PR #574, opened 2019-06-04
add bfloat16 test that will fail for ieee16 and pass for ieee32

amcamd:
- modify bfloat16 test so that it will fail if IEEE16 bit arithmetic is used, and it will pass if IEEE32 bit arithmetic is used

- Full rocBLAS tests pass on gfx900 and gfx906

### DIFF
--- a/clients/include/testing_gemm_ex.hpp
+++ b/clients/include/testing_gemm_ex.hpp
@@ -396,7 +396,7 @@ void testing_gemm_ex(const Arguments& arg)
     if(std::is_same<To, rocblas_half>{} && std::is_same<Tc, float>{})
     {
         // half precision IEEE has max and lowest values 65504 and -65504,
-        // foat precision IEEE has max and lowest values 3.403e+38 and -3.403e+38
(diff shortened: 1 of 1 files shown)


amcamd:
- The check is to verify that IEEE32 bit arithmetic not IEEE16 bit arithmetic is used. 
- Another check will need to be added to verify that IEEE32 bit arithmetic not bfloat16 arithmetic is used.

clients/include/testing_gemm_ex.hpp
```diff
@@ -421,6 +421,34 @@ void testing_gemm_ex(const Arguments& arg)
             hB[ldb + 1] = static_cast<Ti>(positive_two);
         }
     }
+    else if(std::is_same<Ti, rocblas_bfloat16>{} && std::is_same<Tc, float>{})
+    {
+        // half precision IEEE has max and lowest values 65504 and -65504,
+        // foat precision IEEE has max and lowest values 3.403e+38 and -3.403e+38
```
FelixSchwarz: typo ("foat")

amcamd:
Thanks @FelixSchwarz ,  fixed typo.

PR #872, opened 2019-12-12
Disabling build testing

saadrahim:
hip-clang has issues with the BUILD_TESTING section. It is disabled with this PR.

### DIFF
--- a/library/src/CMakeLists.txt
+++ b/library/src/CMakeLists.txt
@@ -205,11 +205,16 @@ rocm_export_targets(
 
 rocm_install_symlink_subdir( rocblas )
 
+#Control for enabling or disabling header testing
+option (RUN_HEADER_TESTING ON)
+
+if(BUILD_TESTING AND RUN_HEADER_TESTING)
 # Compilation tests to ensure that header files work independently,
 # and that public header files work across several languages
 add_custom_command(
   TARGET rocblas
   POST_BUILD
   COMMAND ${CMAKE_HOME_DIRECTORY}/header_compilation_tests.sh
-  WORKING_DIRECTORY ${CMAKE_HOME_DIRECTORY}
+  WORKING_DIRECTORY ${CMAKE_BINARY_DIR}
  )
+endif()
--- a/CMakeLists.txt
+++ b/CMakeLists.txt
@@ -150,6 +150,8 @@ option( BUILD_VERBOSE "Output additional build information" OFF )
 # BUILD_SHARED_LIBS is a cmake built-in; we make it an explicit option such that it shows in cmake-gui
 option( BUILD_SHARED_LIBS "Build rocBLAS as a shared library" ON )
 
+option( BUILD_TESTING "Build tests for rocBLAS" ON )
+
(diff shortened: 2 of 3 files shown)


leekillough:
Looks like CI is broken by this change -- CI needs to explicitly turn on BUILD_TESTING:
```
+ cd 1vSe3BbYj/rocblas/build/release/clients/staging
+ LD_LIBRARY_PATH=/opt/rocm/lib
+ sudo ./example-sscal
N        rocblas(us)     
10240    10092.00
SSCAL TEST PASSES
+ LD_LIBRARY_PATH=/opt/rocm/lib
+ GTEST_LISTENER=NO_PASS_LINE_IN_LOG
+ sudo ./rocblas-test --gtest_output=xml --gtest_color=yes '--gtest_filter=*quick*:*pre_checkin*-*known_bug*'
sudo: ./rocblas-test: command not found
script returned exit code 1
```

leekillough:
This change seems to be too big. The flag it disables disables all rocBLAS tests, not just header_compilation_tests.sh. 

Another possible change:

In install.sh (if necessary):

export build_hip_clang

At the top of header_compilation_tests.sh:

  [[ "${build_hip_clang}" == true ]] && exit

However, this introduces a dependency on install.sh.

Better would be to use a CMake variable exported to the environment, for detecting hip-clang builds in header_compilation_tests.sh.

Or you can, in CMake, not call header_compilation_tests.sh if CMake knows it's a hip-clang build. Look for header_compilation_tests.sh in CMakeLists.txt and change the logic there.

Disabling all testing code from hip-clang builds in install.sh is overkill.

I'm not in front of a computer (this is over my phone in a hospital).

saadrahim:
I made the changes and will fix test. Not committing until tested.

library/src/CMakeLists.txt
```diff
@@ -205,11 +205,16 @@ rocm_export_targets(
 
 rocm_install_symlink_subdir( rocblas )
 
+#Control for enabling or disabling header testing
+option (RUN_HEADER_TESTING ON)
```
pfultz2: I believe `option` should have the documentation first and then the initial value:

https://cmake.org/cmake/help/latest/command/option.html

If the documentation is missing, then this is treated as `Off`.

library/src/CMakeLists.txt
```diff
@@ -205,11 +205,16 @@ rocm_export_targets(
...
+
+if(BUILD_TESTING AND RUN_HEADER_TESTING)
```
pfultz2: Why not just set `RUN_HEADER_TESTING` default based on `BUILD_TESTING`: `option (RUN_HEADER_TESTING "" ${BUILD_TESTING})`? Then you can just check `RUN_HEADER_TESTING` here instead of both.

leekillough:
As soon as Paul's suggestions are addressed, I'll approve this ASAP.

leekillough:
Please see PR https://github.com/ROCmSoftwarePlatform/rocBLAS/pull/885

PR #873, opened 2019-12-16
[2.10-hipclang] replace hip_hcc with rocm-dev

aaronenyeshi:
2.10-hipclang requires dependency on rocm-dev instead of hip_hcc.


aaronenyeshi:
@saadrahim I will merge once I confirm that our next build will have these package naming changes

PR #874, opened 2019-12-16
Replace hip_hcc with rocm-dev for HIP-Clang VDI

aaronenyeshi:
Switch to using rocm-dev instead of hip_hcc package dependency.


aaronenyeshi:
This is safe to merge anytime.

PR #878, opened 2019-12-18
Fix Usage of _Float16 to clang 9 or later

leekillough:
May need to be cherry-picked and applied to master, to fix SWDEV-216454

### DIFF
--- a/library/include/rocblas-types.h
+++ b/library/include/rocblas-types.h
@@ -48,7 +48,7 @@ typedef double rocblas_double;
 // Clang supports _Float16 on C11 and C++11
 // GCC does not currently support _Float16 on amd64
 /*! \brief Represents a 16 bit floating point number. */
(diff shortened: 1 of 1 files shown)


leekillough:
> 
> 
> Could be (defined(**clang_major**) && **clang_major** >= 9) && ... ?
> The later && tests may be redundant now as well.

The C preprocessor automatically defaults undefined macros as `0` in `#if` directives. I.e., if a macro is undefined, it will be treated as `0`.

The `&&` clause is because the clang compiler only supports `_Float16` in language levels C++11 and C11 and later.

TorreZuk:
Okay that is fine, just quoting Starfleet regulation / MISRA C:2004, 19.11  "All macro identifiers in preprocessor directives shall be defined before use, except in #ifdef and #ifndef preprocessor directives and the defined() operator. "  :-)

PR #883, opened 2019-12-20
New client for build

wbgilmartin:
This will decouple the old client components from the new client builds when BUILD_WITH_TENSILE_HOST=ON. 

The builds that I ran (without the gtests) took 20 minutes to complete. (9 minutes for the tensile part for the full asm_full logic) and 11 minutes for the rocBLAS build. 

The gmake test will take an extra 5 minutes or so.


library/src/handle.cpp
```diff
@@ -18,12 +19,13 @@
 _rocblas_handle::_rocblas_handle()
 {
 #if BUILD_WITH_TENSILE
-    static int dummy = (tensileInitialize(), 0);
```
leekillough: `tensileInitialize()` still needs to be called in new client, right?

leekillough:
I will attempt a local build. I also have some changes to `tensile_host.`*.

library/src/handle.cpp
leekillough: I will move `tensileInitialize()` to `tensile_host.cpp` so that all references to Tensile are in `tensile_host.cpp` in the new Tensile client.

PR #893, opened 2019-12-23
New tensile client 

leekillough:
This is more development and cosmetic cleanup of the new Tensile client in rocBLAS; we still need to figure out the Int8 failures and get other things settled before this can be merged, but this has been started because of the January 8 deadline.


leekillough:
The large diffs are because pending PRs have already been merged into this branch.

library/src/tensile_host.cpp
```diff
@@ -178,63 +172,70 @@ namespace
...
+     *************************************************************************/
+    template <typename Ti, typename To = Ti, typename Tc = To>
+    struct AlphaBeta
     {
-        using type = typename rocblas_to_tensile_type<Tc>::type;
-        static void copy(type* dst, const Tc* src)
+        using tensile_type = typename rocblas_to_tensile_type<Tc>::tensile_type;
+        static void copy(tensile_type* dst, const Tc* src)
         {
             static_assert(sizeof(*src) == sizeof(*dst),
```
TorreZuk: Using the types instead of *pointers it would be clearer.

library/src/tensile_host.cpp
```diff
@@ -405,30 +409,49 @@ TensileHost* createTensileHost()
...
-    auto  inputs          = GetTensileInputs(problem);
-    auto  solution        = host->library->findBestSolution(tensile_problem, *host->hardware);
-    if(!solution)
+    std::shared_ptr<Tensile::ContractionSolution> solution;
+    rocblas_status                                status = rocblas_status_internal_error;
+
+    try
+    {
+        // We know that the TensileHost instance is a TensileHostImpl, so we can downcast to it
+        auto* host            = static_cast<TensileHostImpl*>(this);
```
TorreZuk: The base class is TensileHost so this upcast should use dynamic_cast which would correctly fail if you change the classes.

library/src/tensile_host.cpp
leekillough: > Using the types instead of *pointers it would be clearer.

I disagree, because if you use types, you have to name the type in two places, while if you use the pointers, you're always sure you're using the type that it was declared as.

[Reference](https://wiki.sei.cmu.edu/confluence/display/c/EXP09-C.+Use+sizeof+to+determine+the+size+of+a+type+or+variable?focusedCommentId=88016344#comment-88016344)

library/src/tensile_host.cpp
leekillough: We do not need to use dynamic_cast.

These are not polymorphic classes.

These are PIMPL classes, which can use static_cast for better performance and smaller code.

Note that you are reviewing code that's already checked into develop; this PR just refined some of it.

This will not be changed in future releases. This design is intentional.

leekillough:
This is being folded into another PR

....

__What you should do__
Each line that mentions the string "which" must be copied from the listing.

__Result of this task__
TorreZuk: The base class is TensileHost so this upcast should use dynamic_cast which would correctly fail if you change the classes.
These are PIMPL classes, which can use static_cast for better performance and smaller code.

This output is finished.